*YOUR OBJECTIVE:*
Transcribe the data underneath exactly, keeping every word in place.

*INPUT DATA:*
PR #527, opened 2024-01-25
feat: Auto migrate indexers to Control Plane

### LINKED ISSUE #520: Migrate Indexers to Control Plane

*ANSWER FOR THIS EXERCISE:*
PR #527, opened 2024-01-25
feat: Auto migrate indexers to Control Plane

### LINKED ISSUE #520: Migrate Indexers to Control Plane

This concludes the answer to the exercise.